As we look toward the next milestone UN meeting on NCDs in 2018, what more can we do to reverse this dangerous backsliding in NCD donor funding? A few thoughts:

  • We need to demonstrate to donors and other funders that incorporating NCD prevention, care, and management into primary care will strengthen health systems and improve patient outcomes. Countries from Ethiopia to Rwanda to Thailand to Turkey are doing just that.
  • We need to experiment with new health delivery models that answer questions donors are interested in, such as how to achieve a continuum of care across platforms and from acute to chronic; and how to reach the poor who suffer the most from premature chronic illnesses.

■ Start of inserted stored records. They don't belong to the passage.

PR #3877, opened 2026-09-20
Bound project cache history and lookup work (DXF.2)

yaseralnajjar:
Project-cache publication previously stopped after 4096 historical records. Retain the newest 128 distinct publications within 64 MiB instead, preserving immutable generations, active reader leases and recent A/B/A reuse. Evicted history safely misses.

Exact lookup prefers recent records; cheap entrypoint/context/success/resolver filtering precedes at most one interface-proof attempt. Capture retains each distinct observation in first-occurrence order, including absence and conflicting outcomes, and declines persistence after 16384 distinct facts.

Validation: all 36 selected Rust tests pass (four exact history tests; project-cache 12, interface 8, package 3, frontend persistence 9). Canonical storage stress publishes 4097 records; retained counts at 1/128/1024/4097 inputs are 1/128/128/128. The named CLI harness passes five real edits against independent fresh checks. Format, file-size, maintainability, Python syntax and documentation checks pass. The initial harness fixture failure is preserved; its explicit legacy source-root setup was corrected and rerun.

Candidate: 94d35655a065859acdecf1aa3ee33c31a3165305. All Rust validation inputs and compiler bytes are unchanged from the initial implementation candidate; the external evidence records that reuse. Evidence: /home/yaser5/projects/sifr/dxf-evidence/94d35655a065859acdecf1aa3ee33c31a3165305/.

DXF.2 only. Physical orphan/staging cleanup remains DXF.3; existing explicit pressure pruning still owns predecessor generations. These are functional contributor/test-profile observations, with no product speedup or constant-total-I/O claim. Scoped Opus review is SATISFIED with no blockers: https://github.com/sifr-lang/sifr/pull/3877#issuecomment-5749545936. Nonblocking follow-ups are recorded separately. No per-item monolithic gates under the approved prospective policy.


yaseralnajjar:
## Verdict: SATISFIED

I read the exact diff (`614e7ea2..94d35655`), the DXF.2 scope in `plans/issues/active/ad-hoc-compiler-dx-followup-execution.md:194-206`, and the evidence under both candidate directories.

**What the change actually does, checked against scope**

- `storage.rs:18-19,27,167-188,224-250` replaces the `4096` capacity `Err` with schema-2 ordered `Vec` retention: newest-first suffix bounded by `RECORD_COUNT = 128` and `HISTORY_BYTES = 64 MiB`, republication refreshing position. `load` enforces the same two bounds plus a duplicate-reference check, so publish and load agree; retention is deterministic (metadata-size walk oldest-ward, `break` not `continue`). Schema 1 generations fail `generation()`, which `latest()` swallows into `None` — a safe miss, consistent with the no-backward-compat rule.
- Immutability/leases are intact: the inherit loop still hard-links (never truncates) and skips only the new record; stage/rename/point and the prune writer-lock ordering are untouched. `eviction_preserves_active_reader_and_latest` confirms a leased predecessor survives prune, reads its evicted record, and is reclaimed only after drop.
- `interface_reuse::candidate` is strictly a pre-filter — every condition it tests (`source.path`, `semantic_inputs`, `Success`, `sources.len() >= 2`) is re-tested inside `restore`, and `.sifr` file identities are exempted, so the proof class and `restore_completed_checks` authority are unchanged. No false-hit path is introduced.
- Observation dedup (`observations.rs:73-92`) keys on the whole `Observation`, so differing outcomes for the same path (absence then presence) are both retained in first-occurrence order; overflow at 16384 sets `overflow`, which forces `unchanged()` false and makes `CompletedCheck::capture` refuse publication (`check.rs:26-29`) while normal checking proceeds. Resolver/absence authority is preserved.
- Documentation (`compiler_dx_architecture.md:630-647`) states the cap honestly, including "not a cap on all physical generations" and "bounded proof work does not imply constant total storage I/O", and explicitly leaves predecessor reclamation to prune (DXF.3).

**Evidence**

Reuse justification is sound: only `dxf_history_acceptance.py` changed from `e2a296c9`, and the fix was a fixture `sifr.toml` source root, not a compiler mechanism. All four named tests selected exactly once and passed; `project_cache::tests` 12, `dx14_tests` 8, `package_reuse_tests` 3, `persistence::tests` 9 pass. `history-stress.json` shows retained 1/128/128/128 and lookup 0.42/21.7/21.0/22.1 ms — flat past the cap, with candidate 1, proofs 0, observations 1. The CLI harness shows the real A/B/A: `published → interface-restored → restored → published (exit 1, equal to fresh) → interface-restored`, each paired against an independent `--no-incremental` check.

## Blocking findings

None.

## Follow-up findings

- **suggestion** — `crates/sifr_driver/src/project_cache/storage.rs:326`: the `prune` doc comment still says "Current generation inherits all retained records, so inactive predecessors can go without losing unused results." With eviction, predecessors now hold records the latest generation does not; the loss is intentional and documented in `compiler_dx_architecture.md`, but this comment now asserts the opposite.
- **suggestion** — `crates/sifr_driver/src/project_cache/interface_reuse.rs:24-26`: `candidate` replays non-`.sifr` observations through the shared `CapturingSourceProvider`, so probes/directory reads from a *rejected* candidate are appended to the capture and end up in the record subsequently published. Only adds true facts (conservative, never unsound), but it inflates `observation_count` and the validation work of future lookups.
- **suggestion** — `crates/sifr_driver/src/project_cache/mod.rs:172`: records are now eagerly collected into a `Vec` before the cancel check, deserializing the whole retained generation (up to 64 MiB of JSON) per lookup; the previous lazy iterator observed cancellation mid-scan. Bounded by the new cap, so not a class regression, but it is the dominant cost of the measured ~21 ms lookup.
- **suggestion** — `crates/sifr_driver/src/project_cache/mod.rs:213`: `interface_proofs == 1` caps the attempt at the newest qualifying candidate; if that one fails the proof, older records that would have proven are never tried. Intentional and required by the "must not grow linearly with irrelevant history" criterion, but it is a reuse-hit-rate narrowing worth recording.
- **infrastructure issue** — `crates/sifr_driver/src/project_cache/history_tests.rs:19`: `history_over_4096_keeps_publishing_and_recent_aba` takes ~95 s and is not `#[ignore]`d, so it now dominates the ordinary `cargo test -p sifr_driver --lib` wall time (the other three named tests total under 3 s).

The Medtronic Foundation’s HealthRise and HeartRescue projects are building the kind of evidence that donors need to be convinced there are proven solutions, while the Lancet Commission on NCDIs of the Poorest Billion is working to establish a better alignment with donor priorities, such as reducing poverty.
  • And yes, we need to get out there and make noise! Richard Horton wasn’t all wrong when he called upon the NCD community to fight harder for what we believe in – but he wasn’t completely right either.


About the Author

Rachel Nugent, PhD, works on economic aspects of global NCDs (@RachelNugent). Rachel recently became Vice President for Global NCDs at RTI International, a global non-profit research organization (@RTI_Int). She formerly was director of the Disease Control Priorities Network at the University of Washington. Rachel is a member of NCD Alliance’s Expert Advisory Council.

[1] Our own figures in Nugent, Feigl (2010) showed a larger proportion (2.7% of DAH) due to a broader definition that captured additional funding.